### WHAT YOU ARE ASKED TO DO:
In how many lines of the records below does the word "callers" appear? Reply with the number only.

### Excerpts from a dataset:
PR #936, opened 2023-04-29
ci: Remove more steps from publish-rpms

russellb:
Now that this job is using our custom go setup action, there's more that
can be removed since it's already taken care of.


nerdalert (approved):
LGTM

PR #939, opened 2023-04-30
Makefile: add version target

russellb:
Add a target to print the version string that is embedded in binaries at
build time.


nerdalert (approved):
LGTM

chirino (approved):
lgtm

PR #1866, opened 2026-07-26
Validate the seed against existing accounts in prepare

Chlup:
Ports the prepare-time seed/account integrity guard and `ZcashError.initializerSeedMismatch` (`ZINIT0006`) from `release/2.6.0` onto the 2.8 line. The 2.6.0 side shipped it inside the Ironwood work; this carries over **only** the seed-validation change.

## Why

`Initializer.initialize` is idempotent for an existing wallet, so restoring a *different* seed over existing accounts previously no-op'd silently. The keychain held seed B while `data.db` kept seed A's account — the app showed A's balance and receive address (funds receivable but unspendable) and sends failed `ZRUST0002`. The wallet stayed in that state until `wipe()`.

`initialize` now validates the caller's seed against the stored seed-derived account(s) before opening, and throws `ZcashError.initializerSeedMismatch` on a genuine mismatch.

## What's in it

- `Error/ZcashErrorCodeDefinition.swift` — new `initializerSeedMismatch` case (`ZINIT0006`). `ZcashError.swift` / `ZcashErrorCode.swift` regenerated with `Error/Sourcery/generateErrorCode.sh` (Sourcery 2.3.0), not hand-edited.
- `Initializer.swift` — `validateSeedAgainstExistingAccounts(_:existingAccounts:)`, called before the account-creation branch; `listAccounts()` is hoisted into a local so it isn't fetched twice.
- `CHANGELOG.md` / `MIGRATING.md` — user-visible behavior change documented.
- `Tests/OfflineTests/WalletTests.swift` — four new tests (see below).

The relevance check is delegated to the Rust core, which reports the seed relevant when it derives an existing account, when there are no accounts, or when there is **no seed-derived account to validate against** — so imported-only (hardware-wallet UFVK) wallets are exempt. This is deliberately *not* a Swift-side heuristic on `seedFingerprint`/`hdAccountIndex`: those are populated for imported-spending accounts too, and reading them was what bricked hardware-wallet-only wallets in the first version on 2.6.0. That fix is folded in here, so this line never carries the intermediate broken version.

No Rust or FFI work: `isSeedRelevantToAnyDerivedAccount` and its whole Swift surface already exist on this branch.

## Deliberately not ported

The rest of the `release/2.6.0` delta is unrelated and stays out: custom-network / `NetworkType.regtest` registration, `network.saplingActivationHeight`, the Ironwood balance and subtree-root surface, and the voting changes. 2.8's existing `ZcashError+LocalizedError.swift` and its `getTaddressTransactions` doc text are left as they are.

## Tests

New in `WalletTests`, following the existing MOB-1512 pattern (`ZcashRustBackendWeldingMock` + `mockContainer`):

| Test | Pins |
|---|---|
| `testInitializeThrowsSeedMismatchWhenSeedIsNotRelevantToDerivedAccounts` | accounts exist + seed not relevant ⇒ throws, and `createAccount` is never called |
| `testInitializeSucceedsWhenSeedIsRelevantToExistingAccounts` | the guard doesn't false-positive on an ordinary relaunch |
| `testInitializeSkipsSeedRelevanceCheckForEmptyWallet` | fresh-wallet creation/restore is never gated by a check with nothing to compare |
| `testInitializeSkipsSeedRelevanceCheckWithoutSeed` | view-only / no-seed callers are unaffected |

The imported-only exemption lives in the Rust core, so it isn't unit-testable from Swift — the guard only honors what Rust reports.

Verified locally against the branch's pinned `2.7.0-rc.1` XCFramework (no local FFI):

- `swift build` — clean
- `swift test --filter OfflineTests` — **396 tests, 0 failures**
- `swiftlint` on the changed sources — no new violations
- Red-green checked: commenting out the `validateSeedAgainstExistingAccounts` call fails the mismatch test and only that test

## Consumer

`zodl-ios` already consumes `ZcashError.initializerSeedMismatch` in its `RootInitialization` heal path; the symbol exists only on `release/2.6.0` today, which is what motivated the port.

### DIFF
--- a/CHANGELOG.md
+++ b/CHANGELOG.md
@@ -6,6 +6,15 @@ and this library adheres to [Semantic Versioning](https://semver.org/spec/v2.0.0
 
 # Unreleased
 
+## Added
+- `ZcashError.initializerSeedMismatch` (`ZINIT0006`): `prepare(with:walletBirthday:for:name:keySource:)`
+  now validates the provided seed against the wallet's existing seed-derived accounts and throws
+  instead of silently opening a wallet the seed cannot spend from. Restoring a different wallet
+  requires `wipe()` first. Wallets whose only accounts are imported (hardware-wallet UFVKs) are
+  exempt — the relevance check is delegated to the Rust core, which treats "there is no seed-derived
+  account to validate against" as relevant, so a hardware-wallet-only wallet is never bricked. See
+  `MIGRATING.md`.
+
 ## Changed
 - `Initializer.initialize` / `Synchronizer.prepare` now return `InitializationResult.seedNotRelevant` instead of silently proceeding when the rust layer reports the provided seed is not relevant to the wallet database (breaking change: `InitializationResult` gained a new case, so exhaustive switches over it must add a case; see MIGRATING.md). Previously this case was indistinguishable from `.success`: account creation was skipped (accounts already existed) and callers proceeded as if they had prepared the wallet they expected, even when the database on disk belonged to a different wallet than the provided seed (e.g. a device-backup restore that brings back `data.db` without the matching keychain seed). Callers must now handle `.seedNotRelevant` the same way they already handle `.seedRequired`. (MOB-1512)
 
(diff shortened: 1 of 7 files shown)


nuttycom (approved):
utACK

### PROBLEM SOLUTION:
2